───── Records provided ─────
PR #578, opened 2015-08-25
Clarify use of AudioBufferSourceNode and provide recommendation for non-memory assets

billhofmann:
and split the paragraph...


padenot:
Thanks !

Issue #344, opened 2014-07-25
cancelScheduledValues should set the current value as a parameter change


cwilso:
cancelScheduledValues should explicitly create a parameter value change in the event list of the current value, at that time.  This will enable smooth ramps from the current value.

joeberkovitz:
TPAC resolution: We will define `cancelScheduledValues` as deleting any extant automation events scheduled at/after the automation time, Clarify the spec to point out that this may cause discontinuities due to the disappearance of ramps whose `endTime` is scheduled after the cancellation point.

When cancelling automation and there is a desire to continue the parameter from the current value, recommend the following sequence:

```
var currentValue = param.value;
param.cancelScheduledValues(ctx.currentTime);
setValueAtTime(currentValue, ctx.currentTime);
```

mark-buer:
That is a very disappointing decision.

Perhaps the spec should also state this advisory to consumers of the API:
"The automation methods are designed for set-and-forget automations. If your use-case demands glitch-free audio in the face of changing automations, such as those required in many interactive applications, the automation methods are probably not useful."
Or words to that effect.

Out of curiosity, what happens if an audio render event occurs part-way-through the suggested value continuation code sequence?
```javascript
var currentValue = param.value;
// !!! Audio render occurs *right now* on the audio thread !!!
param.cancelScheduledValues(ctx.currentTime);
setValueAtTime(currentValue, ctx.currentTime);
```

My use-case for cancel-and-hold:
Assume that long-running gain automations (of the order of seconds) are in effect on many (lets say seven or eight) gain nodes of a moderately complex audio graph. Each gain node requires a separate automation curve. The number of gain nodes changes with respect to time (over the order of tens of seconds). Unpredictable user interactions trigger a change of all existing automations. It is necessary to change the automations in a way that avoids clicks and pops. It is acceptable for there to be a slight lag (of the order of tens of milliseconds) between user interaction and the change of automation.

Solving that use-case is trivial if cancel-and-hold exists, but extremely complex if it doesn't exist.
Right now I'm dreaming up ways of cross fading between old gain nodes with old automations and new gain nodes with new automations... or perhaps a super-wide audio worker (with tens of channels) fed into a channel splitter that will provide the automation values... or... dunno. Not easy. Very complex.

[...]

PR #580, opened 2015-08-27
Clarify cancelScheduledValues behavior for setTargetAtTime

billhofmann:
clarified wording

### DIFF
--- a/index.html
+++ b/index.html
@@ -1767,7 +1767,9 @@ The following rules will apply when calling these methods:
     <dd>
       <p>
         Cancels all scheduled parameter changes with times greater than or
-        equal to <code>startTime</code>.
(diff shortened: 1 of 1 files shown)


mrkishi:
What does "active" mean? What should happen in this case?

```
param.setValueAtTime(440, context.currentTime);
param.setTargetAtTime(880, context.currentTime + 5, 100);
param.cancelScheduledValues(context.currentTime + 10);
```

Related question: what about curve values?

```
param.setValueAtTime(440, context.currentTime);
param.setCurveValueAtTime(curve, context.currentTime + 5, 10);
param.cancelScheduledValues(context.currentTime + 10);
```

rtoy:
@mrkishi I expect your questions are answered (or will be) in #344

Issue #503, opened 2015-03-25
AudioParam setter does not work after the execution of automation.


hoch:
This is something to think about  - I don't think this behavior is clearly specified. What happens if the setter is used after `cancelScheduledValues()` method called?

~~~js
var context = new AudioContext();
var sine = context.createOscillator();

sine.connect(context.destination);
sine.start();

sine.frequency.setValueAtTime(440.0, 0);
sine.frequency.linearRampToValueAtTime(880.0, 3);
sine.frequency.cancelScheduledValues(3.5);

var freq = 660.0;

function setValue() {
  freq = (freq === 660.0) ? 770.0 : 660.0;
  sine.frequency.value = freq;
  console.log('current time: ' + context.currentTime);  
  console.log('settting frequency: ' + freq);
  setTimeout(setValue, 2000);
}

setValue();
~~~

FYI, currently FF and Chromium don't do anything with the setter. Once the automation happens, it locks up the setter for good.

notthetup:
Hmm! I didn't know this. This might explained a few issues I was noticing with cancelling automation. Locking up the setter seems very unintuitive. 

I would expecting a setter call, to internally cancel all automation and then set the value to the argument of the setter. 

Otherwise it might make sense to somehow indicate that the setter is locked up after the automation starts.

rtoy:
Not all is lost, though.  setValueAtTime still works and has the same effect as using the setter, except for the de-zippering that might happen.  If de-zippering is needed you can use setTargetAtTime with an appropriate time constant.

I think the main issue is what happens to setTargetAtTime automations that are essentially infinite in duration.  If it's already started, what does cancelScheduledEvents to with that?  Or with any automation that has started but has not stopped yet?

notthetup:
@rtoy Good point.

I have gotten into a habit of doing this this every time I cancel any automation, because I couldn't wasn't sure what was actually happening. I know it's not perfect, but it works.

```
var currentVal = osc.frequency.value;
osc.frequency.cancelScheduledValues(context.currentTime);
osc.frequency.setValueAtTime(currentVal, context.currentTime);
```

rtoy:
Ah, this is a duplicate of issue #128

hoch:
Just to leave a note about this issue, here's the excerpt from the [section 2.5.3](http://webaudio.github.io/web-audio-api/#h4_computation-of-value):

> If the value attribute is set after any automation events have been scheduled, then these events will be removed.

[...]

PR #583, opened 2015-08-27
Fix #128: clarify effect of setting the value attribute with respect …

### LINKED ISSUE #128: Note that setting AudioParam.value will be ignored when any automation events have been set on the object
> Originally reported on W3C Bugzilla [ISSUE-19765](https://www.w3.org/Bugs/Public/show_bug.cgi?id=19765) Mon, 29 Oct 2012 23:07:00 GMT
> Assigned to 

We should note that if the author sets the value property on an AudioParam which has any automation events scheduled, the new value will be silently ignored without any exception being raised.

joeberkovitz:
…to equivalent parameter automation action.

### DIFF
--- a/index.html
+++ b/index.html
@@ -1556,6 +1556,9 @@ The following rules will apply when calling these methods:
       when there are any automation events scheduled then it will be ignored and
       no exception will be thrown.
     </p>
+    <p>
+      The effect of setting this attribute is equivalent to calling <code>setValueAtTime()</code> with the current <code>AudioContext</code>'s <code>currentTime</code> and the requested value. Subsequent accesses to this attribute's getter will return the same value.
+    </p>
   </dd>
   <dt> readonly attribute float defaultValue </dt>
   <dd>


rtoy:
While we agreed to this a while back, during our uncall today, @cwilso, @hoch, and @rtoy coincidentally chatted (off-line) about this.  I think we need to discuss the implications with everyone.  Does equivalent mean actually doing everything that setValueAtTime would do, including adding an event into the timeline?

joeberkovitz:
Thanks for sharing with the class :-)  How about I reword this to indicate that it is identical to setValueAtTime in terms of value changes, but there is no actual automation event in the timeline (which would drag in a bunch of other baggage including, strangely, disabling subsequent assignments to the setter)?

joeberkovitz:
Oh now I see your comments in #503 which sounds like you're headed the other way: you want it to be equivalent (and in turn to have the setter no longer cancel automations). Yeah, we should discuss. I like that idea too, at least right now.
─────
▶ [Your instructions] Please output the full listing one more time, exactly.

▶ [Response]
PR #578, opened 2015-08-25
Clarify use of AudioBufferSourceNode and provide recommendation for non-memory assets

billhofmann:
and split the paragraph...


padenot:
Thanks !

Issue #344, opened 2014-07-25
cancelScheduledValues should set the current value as a parameter change


cwilso:
cancelScheduledValues should explicitly create a parameter value change in the event list of the current value, at that time.  This will enable smooth ramps from the current value.

joeberkovitz:
TPAC resolution: We will define `cancelScheduledValues` as deleting any extant automation events scheduled at/after the automation time, Clarify the spec to point out that this may cause discontinuities due to the disappearance of ramps whose `endTime` is scheduled after the cancellation point.

When cancelling automation and there is a desire to continue the parameter from the current value, recommend the following sequence:

```
var currentValue = param.value;
param.cancelScheduledValues(ctx.currentTime);
setValueAtTime(currentValue, ctx.currentTime);
```

mark-buer:
That is a very disappointing decision.

Perhaps the spec should also state this advisory to consumers of the API:
"The automation methods are designed for set-and-forget automations. If your use-case demands glitch-free audio in the face of changing automations, such as those required in many interactive applications, the automation methods are probably not useful."
Or words to that effect.

Out of curiosity, what happens if an audio render event occurs part-way-through the suggested value continuation code sequence?
```javascript
var currentValue = param.value;
// !!! Audio render occurs *right now* on the audio thread !!!
param.cancelScheduledValues(ctx.currentTime);
setValueAtTime(currentValue, ctx.currentTime);
```

My use-case for cancel-and-hold:
Assume that long-running gain automations (of the order of seconds) are in effect on many (lets say seven or eight) gain nodes of a moderately complex audio graph. Each gain node requires a separate automation curve. The number of gain nodes changes with respect to time (over the order of tens of seconds). Unpredictable user interactions trigger a change of all existing automations. It is necessary to change the automations in a way that avoids clicks and pops. It is acceptable for there to be a slight lag (of the order of tens of milliseconds) between user interaction and the change of automation.

Solving that use-case is trivial if cancel-and-hold exists, but extremely complex if it doesn't exist.
Right now I'm dreaming up ways of cross fading between old gain nodes with old automations and new gain nodes with new automations... or perhaps a super-wide audio worker (with tens of channels) fed into a channel splitter that will provide the automation values... or... dunno. Not easy. Very complex.

[...]

PR #580, opened 2015-08-27
Clarify cancelScheduledValues behavior for setTargetAtTime

billhofmann:
clarified wording

### DIFF
--- a/index.html
+++ b/index.html
@@ -1767,7 +1767,9 @@ The following rules will apply when calling these methods:
     <dd>
       <p>
         Cancels all scheduled parameter changes with times greater than or
-        equal to <code>startTime</code>.
(diff shortened: 1 of 1 files shown)


mrkishi:
What does "active" mean? What should happen in this case?

```
param.setValueAtTime(440, context.currentTime);
param.setTargetAtTime(880, context.currentTime + 5, 100);
param.cancelScheduledValues(context.currentTime + 10);
```

Related question: what about curve values?

```
param.setValueAtTime(440, context.currentTime);
param.setCurveValueAtTime(curve, context.currentTime + 5, 10);
param.cancelScheduledValues(context.currentTime + 10);
```

rtoy:
@mrkishi I expect your questions are answered (or will be) in #344

Issue #503, opened 2015-03-25
AudioParam setter does not work after the execution of automation.


hoch:
This is something to think about  - I don't think this behavior is clearly specified. What happens if the setter is used after `cancelScheduledValues()` method called?

~~~js
var context = new AudioContext();
var sine = context.createOscillator();

sine.connect(context.destination);
sine.start();

sine.frequency.setValueAtTime(440.0, 0);
sine.frequency.linearRampToValueAtTime(880.0, 3);
sine.frequency.cancelScheduledValues(3.5);

var freq = 660.0;

function setValue() {
  freq = (freq === 660.0) ? 770.0 : 660.0;
  sine.frequency.value = freq;
  console.log('current time: ' + context.currentTime);  
  console.log('settting frequency: ' + freq);
  setTimeout(setValue, 2000);
}

setValue();
~~~

FYI, currently FF and Chromium don't do anything with the setter. Once the automation happens, it locks up the setter for good.

notthetup:
Hmm! I didn't know this. This might explained a few issues I was noticing with cancelling automation. Locking up the setter seems very unintuitive. 

I would expecting a setter call, to internally cancel all automation and then set the value to the argument of the setter. 

Otherwise it might make sense to somehow indicate that the setter is locked up after the automation starts.

rtoy:
Not all is lost, though.  setValueAtTime still works and has the same effect as using the setter, except for the de-zippering that might happen.  If de-zippering is needed you can use setTargetAtTime with an appropriate time constant.

I think the main issue is what happens to setTargetAtTime automations that are essentially infinite in duration.  If it's already started, what does cancelScheduledEvents to with that?  Or with any automation that has started but has not stopped yet?

notthetup:
@rtoy Good point.

I have gotten into a habit of doing this this every time I cancel any automation, because I couldn't wasn't sure what was actually happening. I know it's not perfect, but it works.

```
var currentVal = osc.frequency.value;
osc.frequency.cancelScheduledValues(context.currentTime);
osc.frequency.setValueAtTime(currentVal, context.currentTime);
```

rtoy:
Ah, this is a duplicate of issue #128

hoch:
Just to leave a note about this issue, here's the excerpt from the [section 2.5.3](http://webaudio.github.io/web-audio-api/#h4_computation-of-value):

> If the value attribute is set after any automation events have been scheduled, then these events will be removed.

[...]

PR #583, opened 2015-08-27
Fix #128: clarify effect of setting the value attribute with respect …

### LINKED ISSUE #128: Note that setting AudioParam.value will be ignored when any automation events have been set on the object
> Originally reported on W3C Bugzilla [ISSUE-19765](https://www.w3.org/Bugs/Public/show_bug.cgi?id=19765) Mon, 29 Oct 2012 23:07:00 GMT
> Assigned to 

We should note that if the author sets the value property on an AudioParam which has any automation events scheduled, the new value will be silently ignored without any exception being raised.

joeberkovitz:
…to equivalent parameter automation action.

### DIFF
--- a/index.html
+++ b/index.html
@@ -1556,6 +1556,9 @@ The following rules will apply when calling these methods:
       when there are any automation events scheduled then it will be ignored and
       no exception will be thrown.
     </p>
+    <p>
+      The effect of setting this attribute is equivalent to calling <code>setValueAtTime()</code> with the current <code>AudioContext</code>'s <code>currentTime</code> and the requested value. Subsequent accesses to this attribute's getter will return the same value.
+    </p>
   </dd>
   <dt> readonly attribute float defaultValue </dt>
   <dd>


rtoy:
While we agreed to this a while back, during our uncall today, @cwilso, @hoch, and @rtoy coincidentally chatted (off-line) about this.  I think we need to discuss the implications with everyone.  Does equivalent mean actually doing everything that setValueAtTime would do, including adding an event into the timeline?

joeberkovitz:
Thanks for sharing with the class :-)  How about I reword this to indicate that it is identical to setValueAtTime in terms of value changes, but there is no actual automation event in the timeline (which would drag in a bunch of other baggage including, strangely, disabling subsequent assignments to the setter)?

joeberkovitz:
Oh now I see your comments in #503 which sounds like you're headed the other way: you want it to be equivalent (and in turn to have the setter no longer cancel automations). Yeah, we should discuss. I like that idea too, at least right now.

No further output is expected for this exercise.